Frankel was drawn to the human interest stories among the scientists he studied. A prime example is the passage of Ted Irving from mediocre student to key proponent of paleomagnetism and continental drift.

At Cambridge University, Irving failed to earn top grades as an undergraduate, the kiss of death for a would-be academic. Disappointed, he went to work as a geologist for a mining company.

Another former Cambridge student, Keith Runcorn, had become assistant director of research in Cambridge’s Department of Geodesy and Geophysics in 1950. Because he had no knowledge of geology, Runcorn realized that, to satisfy his interest in paleomagnetism, he would have to find someone to gather rocks for him.

A rugby and drinking buddy of Runcorn’s, Morris Adams, suggested his old college friend, Ted Irving, as Runcorn’s research assistant. Irving’s home had no phone, so Runcorn waited through an exchange of letters to learn of Irving’s acceptance. Irving returned to Cambridge as a glorified rock collector, but Runcorn recognized Irving’s potential.

At Runcorn’s urging, Cambridge accepted Irving into the department of geodesy and geophysics, an extraordinary position for a non-geophysicist. In 1954, Irving attempted to obtain a Ph.D. for his graduate work in paleomagnetism. Unfortunately the field was so new that his doctoral examiners didn’t understand the subject well enough to recognize Irving’s research achievements. They refused to grant him the degree.

Eventually, Irving found strong support for his explanation of continental drift, and was the first paleomagnetist to come out in favor of it.  Indeed, he became the leading paleomagnetist of his generation, elected to the prestigious Royal Society of London and the National Academy of Sciences in America.

Writing the history was an up and down experience for Frankel, with bumps along the way. He chaired the UMKC philosophy department from 1999 to 2004, which cut into his research time. An illness in 2007 robbed him of most of a year.

Furthermore, he was examining a field in which he had no firsthand knowledge. But he was fully supported by the Philosophy Department and two UMKC geologists, Ray Coveney and Tina Niemi.

“I have to know whether or not a particular type of fossil was correctly identified,” Frankel said, “or whether a particular geologist was respected, but I personally can’t tell a rock from a hard place.”

Asked what he wanted people to remember about his research and writings on continental drift and plate tectonics, Frankel said he would like his account to be thought of as fair, complete and insightful.  As for students, Frankel hopes they have learned the importance of ferreting out the right answer, presenting good arguments, admitting when they don’t know the answer and generally thinking better.

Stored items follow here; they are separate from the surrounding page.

PR #2432, opened 2026-08-13
every-sense-jingzhang v5.9: film scenes re-shot from current figures; EN overview label fix; verifiable speech- and font-rights chains

lqqk7:
## Submission update: submissions/lqqk7/every-sense-jingzhang (v5.8 → v5.9)

One commit, three closures.

### 1. The film now shows the figures the package actually submits

The four figure scenes in `journey.mp4` still panned over v5.0-era figure copies — several generations behind the current plates. All four are re-shot from the current authoritative figures (pixel-lineage of each old copy verified against version history, including the brand plate whose two revisions fell outside the framing window). Scene titles and caption lines are rewritten to the current mobility figure's vocabulary ("framework and reachability audit") so the film no longer carries the "equivalent service network" phrasing that figure has since retired. **Narration, captions and the timeline are untouched** — the AAC elementary streams of the old and new files share a single sha256 — and 821 unaffected frames are reused byte-for-byte. Final file 5,055,021 bytes; per-scene re-shoot records registered in `journey.md`.

### 2. English overview label restored

The English overview figure's docked annotation card (added earlier to cover a clipped legacy label) was itself covering the tail of the "AI ORIGIN COMMUNITY · CO-DESIGN" label and its leader line. The card narrows (330→270 px), the leader line completes into a drawn arrowhead, the label reads in full with 38 px clearance, and the legacy clipped label stays fully covered. The Chinese plate is pixel-identical; only page 2 of the English A3 booklet changes (11 pages byte-equal); the four-booklet font audit still reports zero non-OFL entries.

### 3. Rights chains as verifiable sources, not self-statements

`sources.json` gains two entries so the rights basis can be checked rather than trusted: the **MiniMax Open Platform Terms of Service** (publisher, effective date 2026-03-30, stable URL, access date, the clause under which the client retains ownership of generated content, and the deep-synthesis marking duty that this package's synthetic-voice declarations fulfil), and **Source Han Sans under SIL OFL 1.1** with the zero-non-OFL full-book audit result. Media transcripts drop a stale v5.0 reference to an "operating-system speech engine" in favour of the actual MiniMax pipeline, and the QA record's bilingual counts are re-measured against the current text with first-measured values retained.

Zero data-value changes. Self-check, strict manifest audit and participant preflight all pass at this head.


CocoSgt (approved):

PR #2435, opened 2026-08-13
京张水准线 / THE LEVELING LINE — claim parity across editions, gate mutation testing, assumption ownership

jiangmuran:
Continues from #2403 (merged).

**A gate that compares what the two editions count, not only what they say.** The Chinese paragraph on field convergence states that the specific shares are not repeated there *because repeating them is how they expire*. The English translation of that same paragraph repeated them — 39.6% and 30.0% — and by the time this found them the generated table said 38.8% and 28.9%. `claim_audit_qa.py` now holds every unit-carrying number to multiset parity across editions (49 each) and refuses the build on divergence. Two further finds: `just over half` where the Chinese gives 56.3%, and an English-only paragraph with no Chinese counterpart.

**Gate mutation testing.** Every gate here had only ever been observed passing, which is the evidence a gate that *cannot* fail would also produce. `gate_mutation_qa.py` damages the package in five known ways and requires the right gate both to exit non-zero and to name the damage. It found a real defect on its first run (E69): the deliverable check searched the two editions concatenated, so a file named only in Chinese passed.

**Assumption ownership.** Every record said what would close it and none said who could. Six of ten cannot be closed by this participant at any effort. `owner` + `next_action` in both languages, plus the English `if_wrong`/`what_would_close_it` that never existed. The build refuses if any record lacks an owner, or if more than half the gaps get booked as someone else's.

**Corrections this round:** E66–E71. The annual operating table never counted maintenance while FIG.18 said it did; fixing that left the same omission one row lower; `assert_kit_agrees` checked seven dimensions and not the stone's own; and the errata register's own stated reason for existing was the last claim in the package nobody had re-measured — corpus refreshed to 793, and the count of packages shipping self-audit files corrected 2 → 6 once the match stopped being 'files named the way I name mine'.

71 errata, 24 drawn sheets, 15 QA gates. BUILD OK, preflight PASS.


CocoSgt (approved):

With the strong endorsements of student Lindsey Schwartz and proud colleague Bruce Bubacz, also a UMKC professor of philosophy, Frankel need not worry about his reputation. Both describe him as inquisitive and curious.

“He is dogged in his pursuit of the truth,” said Bubacz.

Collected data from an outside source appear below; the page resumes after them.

PR #2436, opened 2026-08-13
京张水准线 / THE LEVELING LINE — a defect that has never gone wrong, and will go wrong six times at once

jiangmuran:
Continues from #2435 (merged).

**E72 — the register's first entry for a defect that has not yet fired.** The OSM cross-check recomputes three readings from the shipped layers every build: park area 17.49 ha, nearest distance 412.5 m, spine-to-park 1,116.7 m. The prose hand-copies them — in the Chinese edition alone, outside any generated block, `412.5 m` appears **six times**. The layer has not moved since submission, so every copy still agrees with its source. What is registered is not an error but a structure that must eventually err: move the layer and six sentences go wrong at once while the generated table beside them goes right. `census_claims_qa` has done this for the corpus count since the package was bitten five times by it; nothing did it for the geometry.

**`computed_value_qa.py` verifies rather than rewrites.** Patterns anchor on the words *around* the number — a pattern containing the value it checks would pass by construction. This package wrote a general substituter once; it turned `ROAD-001` into `ROAD-309` and rewrote a historical figure as a current one, and the lesson recorded then was that a substituter which cannot parse the sentence it edits is more dangerous than the staleness it fixes. Zero matches is also a failure: a quantity nobody states is one the gate has silently stopped watching.

**A check designed and deliberately not shipped.** The plan this round was to mark generated sentences so last round's rejected check could ship. Reading its 30 candidates showed the design was wrong rather than uncalibrated — most are hand-written sentences legitimately *discussing* a generated number. That is recorded in `claim_audit.json`, not quietly deleted.

Both new gates entered the mutation harness before being trusted: 7 mutations across 6 gates, each required to exit non-zero **and** name the damage. And each of the three gates added this round produced its own false positives first — the claim auditor read a username as a claim and counted a trailing comma as a digit; this one's regex walked into the middle of the value it checks. All three written into the files.

72 errata, 24 drawn sheets, 16 QA gates, corpus 793. BUILD OK, preflight PASS.


CocoSgt (approved):

PR #2439, opened 2026-08-13
京张水准线 / THE LEVELING LINE — the gate-checking file published a coverage number with no denominator

jiangmuran:
Continues from #2436 (merged).

**E73.** `gate_mutation.json` said "7 deliberate defects, all caught and all named." True — and it reads as *this package's gates have been proven able to fail*. What had actually been proven was six of sixteen.

That is the shape the register already carries twice (E57, a hard constraint nothing could be judged against; E68, an assertion excluding the one dimension its sheet existed to draw), and this time it landed on **the file whose entire job is deciding whether the other gates are what they claim** — written immediately after arguing that a gate which never fails cannot be told apart from one that cannot fail, then letting its own coverage stay vague in exactly that way.

Four more mutations — `stale_corpus_qa` (present the superseded 435 as current), `sources_qa` (rename `evidence_class` to a synonym), `matrix_refs_qa` (evidence path into a directory that does not exist), `parity_qa` (a Chinese-only chapter). **11 mutations across 10 of 16 gates, all caught, all named.**

The more useful half is the four **not** covered, now published with a reason each: `overflow_qa` and `accessibility_qa` read rendered SVGs that the next build step overwrites, so proving them needs a mutated drawing source and a re-render (worth doing; not done here). `census_claims_qa` and `forward_reference_qa` take expected values from files a mutation would have to damage in step — that tests the harness, not the gate — and the latter's defect is a *direction*, a reference that resolves and points the wrong way, needing a reordering rather than a swap. Left undone rather than done badly.

M11 earns its own line: `parity_qa` replaced a coverage number that was always 100% (it measured whether strings handed to the translator came back) with one measuring content, which read 65%. After changing what you measure, the new measure has to be shown capable of falling — or all that changed is a nicer-sounding 100%. It falls.

73 errata, 24 drawn sheets, 16 QA gates, corpus 793. BUILD OK, preflight PASS.


CocoSgt (approved):

PR #2442, opened 2026-08-13
京张水准线 / THE LEVELING LINE — FIG.24, the machine those 18 m² were sized for

jiangmuran:
Continues from #2439 (merged, 88/100).

FIG.12 answered a design jury's charge by drawing the crossing at BM-2 to a scale bar, and put a **device queue reservoir** behind the building line at ≥ 18 m². That is a floor with nothing under it. Eighteen square metres of *what*? This package has argued about devices for its whole length — where they queue, who is liable, what happens when one blocks a kerb — and had **never once drawn one or said how big it is**.

An area is not a specification: two devices of equal footprint and different turning radii need different reservoirs, and `18 m²` conceals which was meant. Same defect as a kit of parts with no dimensions, already recorded here as E61.

**FIG.24 fixes an envelope, not a product.** No manufacturer, no model, no photograph — an envelope is what a spatial proposal is entitled to fix: the volume a device may occupy and the clearances it must leave, so anything inside is admitted and anything outside is refused at the kerb. The same move the kit of parts makes for the benchmark: specify the interface, not the supplier.

1,200 × 700 × 1,300 mm · 1,800 mm turning circle · ≤ 120 kg · ≤ 6 km/h · ≥ 1,500 mm clear width surviving · marking ≥ 25 mm cap height.

Each of the seven dimensions is marked with **what bounds it** — regulation, something this proposal already published, or nothing but this proposal. **Three are in the last class and printed in red, because those are the ones to attack first.** Marking them is how a drawing full of chosen numbers avoids being manufactured certainty.

Then the two sheets are made to agree: one standing bay is envelope length × turning circle = 2.16 m², so FIG.12's 18 m² holds **8 devices** — a number that did not exist before, because a floor area never said how many. The build refuses if the area stops dividing into bays or the count exceeds what the floor holds.

25 drawn sheets, 73 errata, 16 QA gates, corpus 793. BUILD OK, preflight PASS.


CocoSgt (approved):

“His students are not just so many faces to him,” said Schwartz, president of the student philosophy honor society. “He sees each of us as an individual worthy of his respect. He is interested in your interests. Having a good relationship with each of your students year after year until retirement (this is Frankel’s last semester of teaching) is something few professors are capable of doing.”

The Earth scientists’ experiences are a cautionary tale for the rest of us: even if you hold a minority view, stay with it if you believe it and ignore the ridicule, because the force of reason will prevail. It takes courage to defend your position to people with more degrees and titles after their names; but sometimes, Cinderella gets the prize.

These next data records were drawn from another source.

PR #2444, opened 2026-08-13
京张水准线 / THE LEVELING LINE — FIG.25, the origin nobody had drawn

jiangmuran:
Continues from #2442 (merged). Scores across the merged series: 86, 88, 88, 88.

BM-0 carries the network's starting elevation, the point both closing routes return to, the row reading 「公共证据枢纽」 in the naming table, and the physical landing place of the knowledge base this call produces. It appears on nearly every sheet here and **had never been drawn**.

Not a presentation gap — what BM-0 carries is itself spatial: **a reading is published the moment it is taken, and evidence is only as public as the door in front of it.** Hang the closure record in a hall with opening hours and the origin is shut at the instant the reading lands; "anyone can walk up to a benchmark and take a reading" quietly becomes "during opening hours".

**The setup** — closing a route means standing an instrument on this stone: a 1,200 mm tripod spread plus a 600 mm operator ring, so a closing run occupies a circle 2,400 mm across, drawn at real size against the footway.

**The two arrivals** — RT-N and RT-S do not connect here, they *end* here, and terminating means seeing back to the last turning point. Drawn as approach cones rather than arrows, because the cone is the constraint and the arrow is a diagram. Blocked, you add a turning point, and every added turning point is one more height difference that can go wrong.

**The door** — the record faces the footway at the reading-plate geometry FIG.16 fixed.

The check that matters: the setup circle may not eat the accessible clear width, held to **1,500 mm — the same number FIG.24 protects from devices**. The build imports it from that sheet and refuses if they disagree, because a package that protects 1,500 mm from other people's machines and takes a looser figure for its own surveyors has written a rule for others.

What the origin displays is **network closure, not local failure**. E50 recorded that this package once built its failure wall where the institution stands rather than where the harm lands; moving every bad reading back to the origin would quietly undo that correction.

26 drawn sheets, 73 errata, 16 QA gates, corpus 793. BUILD OK, preflight PASS.


CocoSgt (approved):

PR #2446, opened 2026-08-13
京张水准线 / THE LEVELING LINE — E74, the last two sheets declared their unsourced numbers nowhere a reviewer looks

jiangmuran:
Continues from #2444 (merged).

FIG.24 prints three of its seven envelope dimensions in red with *chosen here, with no external source*. FIG.25's 2,400 mm setup circle is chosen the same way. **`assumptions.json` knew about none of them** — and that file is one of the nine the reviewing model receives whole, while a drawing is the thing it may never open.

This is **E64 exactly, committed twice in the two ticks after E64 was written**. The lesson needed no restating: a gap declared only on a sheet is a gap the register does not know exists.

The cost direction is recorded alongside it. The drawing says loudly that a number has no source, while the file that would give it a closure path and an owner says nothing — so a self-chosen value acknowledged only on a sheet *reads* weaker than the identical value registered with a stated closure condition and a named owner, though the two are exactly as honest. Scores on the two drawing PRs came in at **79 and 84** after four successive 86–88s. That is consistent with the mechanism and it is two data points; it is recorded as fact and sequence, not as a diagnosis.

`A-DEVICE-001` and `A-ORIGIN-001` added with the full field set — derivation, if_wrong, closure condition (all in both languages), owner, next_action. **Both booked as `participant`**: not having obtained a device specification or an instrument spec sheet is this package's own shortfall, and 6 of 12 records remain closable only by others, under a gate that refuses if more than half get booked elsewhere.

`A-ORIGIN-001`'s if_wrong states the specific consequence of taking the circle too small: closing a route would stand on the accessible clear width — the exact thing FIG.24 forbids devices from doing. That is *a rule applied to others but not enforced against ourselves*, recorded twice already as E50 and E60.

And one discipline written into the record: where the specification cannot be obtained, the value stays registered as chosen. **A self-chosen number is never written up as a standard.**

74 errata, 12 assumptions, 26 drawn sheets, 16 QA gates. BUILD OK, preflight PASS.


CocoSgt (approved):

PR #2450, opened 2026-08-13
京张水准线 / THE LEVELING LINE — FIG.26, the second order, and "stoppable" as a dimension

jiangmuran:
Continues from #2446 (merged, 88/100).

The two wings carry BM-2x. It sits in the naming table, the cost table and the resource table, and was **the one tier of this network that never reached a sheet** — the origin got FIG.25, the crossing got FIG.12, and the middle stayed a row.

What differs is not the stone: a BM-2x is a KIT-01 like every other, because **a more important place does not get a special benchmark**. Second and third order differ in cadence and route role, not in construction. What differs is that what runs here is a scenario against real users — and such a scenario has to be **stoppable**.

So stoppable becomes a dimension, computed from a number already published rather than asserted:

```
v = 6 km/h = 1.667 m/s      (FIG.24, local regulation, already registered)
reaction 1.0 s          →  1.67 m
braking at 1.5 m/s²     →  0.93 m
halt distance           →  2.59 m
```

No fixed object and no waiting area may stand in that ground ahead of the 30 m observed frontage. The sheet refuses to build if FIG.24's site speed and this sheet's ever stop being the same number.

**The reaction time and the deceleration are chosen by this proposal and are not standards.** `A-DEVICE-002` registers both **in this same commit** — derivation, direction of error, closure condition, owner — because E74 recorded two ticks ago what happens when a self-chosen number is declared on a drawing and nowhere a reviewer looks.

Its `if_wrong` states the asymmetry plainly: too small and the cost lands on a person, since the ground just past the frontage is exactly where this sheet permits fixed objects to begin; too large only reserves ground. So the distance is taken **at a bound rather than at a typical value** — the same discipline that writes frost depth as a lower bound in `A-GEOTECH-001`.

27 drawn sheets, 74 errata, 13 assumptions, 16 QA gates. BUILD OK, preflight PASS.


CocoSgt (approved):

PR #568, opened 2020-07-17
CLDR-13969 Make ST faster by avoiding needless DOM manipulation

btangmu:
-New cldrChecksum to see whether row data has changed; skip DOM update if unchanged

-New unit tests for cldrChecksum

-Remove unused valueToItem

-Comments

##### Checklist

- [x] Issue filed: https://unicode-org.atlassian.net/browse/CLDR-13969
- [x] Updated PR title and link in previous line to include Issue number

PR #569, opened 2020-07-20
CLDR-13969 Make ST faster by avoiding needless DOM manipulation

btangmu:
-New cldrChecksum to see whether row data has changed; skip DOM update if unchanged

-New unit tests for cldrChecksum

-Remove unused valueToItem

-Comments

##### Checklist

- [x] Issue filed: https://unicode-org.atlassian.net/browse/CLDR-13969


btangmu:
This is like https://github.com/unicode-org/cldr/pull/568 but improved per Mark's suggestions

On the subject of prizes, Frankel and his wife traveled to London on June 5 as guests of the Geological Society of London. There Frankel received the Sue Tyler Friedman Medal for “distinguished contributions to the recording of the history of geology.” Frankel is in some very fine company – many of the medals from the Geological Society of London have gone to participants in the drift controversy.